PR #256, opened 2026-08-06
[ci] Fetch build and CPU test runner dynamically from therock-ci-config

lumachad:
## Summary

- Replace hardcoded \`azure-linux-scale-rocm\` (Azure) in the build job and \`aws-linux-scale-rocm-prod\` (AWS) in the CPU test job with dynamic runner selection driven by \`ROCm/therock-ci-config\`'s \`runner-config.json\` (\`build_runners.linux.default\`, highest-weight entry).
- The \`setup\` job in \`therock-ci.yml\` checks out \`therock-ci-config\` and selects the runner via \`ci_config_api.py\`, passing it as a new \`build_runs_on\` input to \`therock-ci-linux.yml\`.
- \`therock-test-packages.yml\`'s \`configure_test_matrix\` job applies the same logic and exposes \`cpu_runs_on\` for the CPU component's \`test_runs_on\` expression.
- Both runner-selection steps fall back to \`aws-linux-scale-rocm-prod\` if \`therock-ci-config\` is unavailable (e.g., in forks).
- Runner-selection logic extracted into \`.github/scripts/select_runner.py\` to avoid duplication between the two workflows.

## Test plan

- [x] Verify CI triggers on this PR and the build job picks up the correct runner label from \`therock-ci-config\`
- [x] Verify CPU test component routes to the dynamically selected runner
- [x] Verify GPU test component still uses the per-component runner from \`fetch_test_configurations.py\`
- [x] Verify fallback behaviour by temporarily breaking the ci-config checkout (\`continue-on-error: true\` already set)

### DIFF
--- a/.github/workflows/therock-ci-linux.yml
+++ b/.github/workflows/therock-ci-linux.yml
@@ -9,6 +9,9 @@ on:
         type: string
       extra_cmake_options:
         type: string
+      build_runs_on:
+        type: string
+        default: aws-linux-scale-rocm-prod
 
 permissions:
   contents: read
@@ -19,7 +22,7 @@ env:
 jobs:
   therock-build-linux:
     name: Build Linux Packages
-    runs-on: azure-linux-scale-rocm
+    runs-on: ${{ inputs.build_runs_on }}
     permissions:
       id-token: write
     outputs:
--- a/.github/workflows/therock-test-packages.yml
+++ b/.github/workflows/therock-test-packages.yml
@@ -37,6 +37,7 @@ jobs:
     runs-on: ubuntu-24.04
     outputs:
       components: ${{ steps.patch-scripts.outputs.components }}
+      cpu_runs_on: ${{ steps.runner.outputs.cpu_runs_on }}
     steps:
       - name: Checkout TheRock repository
         uses: actions/checkout@11bd71901bbe5b1630ceea73d27597364c9af683 # v4.2.2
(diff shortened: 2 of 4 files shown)


lumachad:
@czidev-amd ping?

.github/workflows/therock-ci-linux.yml
```diff
@@ -19,7 +22,7 @@ env:
 jobs:
   therock-build-linux:
     name: Build Linux Packages
-    runs-on: azure-linux-scale-rocm
+    runs-on: ${{ inputs.build_runs_on }}
```
czidev-amd, line 25: This is a change from azure to aws. It seems to me the commit message doesn't clearly catch this. Maybe rephrase commit message, not a blocker.

.github/workflows/therock-test-packages.yml
```diff
@@ -57,6 +58,36 @@ jobs:
         with:
           python-version: "3.12"
 
+      - name: Select CPU runner
+        id: runner
+        run: |
+          python3 - <<'EOF'
```
czidev-amd: This python script seems very similar with the above one. Is it possible to have it only in one location?

czidev-amd (approved):
Maybe a new sentence in the commit message explaining what was the issue with the old runner. Also, if  it is possible, to dedup the python snip.
Otherwise it looks good to me.

.github/workflows/therock-ci-linux.yml
lumachad: Thanks. Done now.

.github/workflows/therock-test-packages.yml
lumachad: Yeah, because it lives in ROCgdb and not in TheRock. The code has been extracted to a separate python script now, and we do a sparse ROCgdb checkout to get it in the second job. Thanks.

PR #259, opened 2026-08-10
gdb.rocm/omp-target-basic: xfail firstprivate value test

lumachad:
The compiler emits `unsigned long` instead of `int` for the firstprivate
argument variable (AIROCGDB-649), causing GDB to print the wrong type.
The test may pass or fail depending on the surrounding values/memory.


lumachad:
Or maybe a kfail would be best.

lancesix:
> Or maybe a kfail would be best.

xfail is the right one.

KFAIL is for known GDB issues, XFAIL is for expected failures given the environment.  See https://github.com/ROCm/ROCgdb/blob/amd-staging/gdb/testsuite/README#L757-L776 for a discussion of the difference between the two.

lancesix (approved):
LGTM, thanks.

PR #261, opened 2026-08-10
gdb/testsuite/hip: pass --offload-arch flags in hip.exp

lumachad:
The hip board was not passing any --offload-arch flags to the compiler,
so HIP defaulted to the compiler's built-in target, which may not match
the actual GPU on the machine.

Fix this by calling hcc_amdgpu_targets in hip.exp's gdb_compile override
to add the correct --offload-arch flags, matching what gdb.exp already
does for regular HIP tests.

find_amdgpu_devices compiles a host-only probe program to obtain the
target list.  It passes hip_no_offload_arch to signal that no
--offload-arch is needed for that compile.  Without a corresponding
guard in our override, calling hcc_amdgpu_targets there would recurse
back into find_amdgpu_devices before its result is cached, causing an
infinite loop.  Fix this by skipping our override entirely when
hip_no_offload_arch is present.

Also fix an existing bug where lreplace was called with index -1 when
"c++" was not in the options list, silently removing the last element.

» **TASK**: Give the count of lines in the data above holding the word "logic", and nothing beyond it.

» **THE COMPLETED TASK**: 2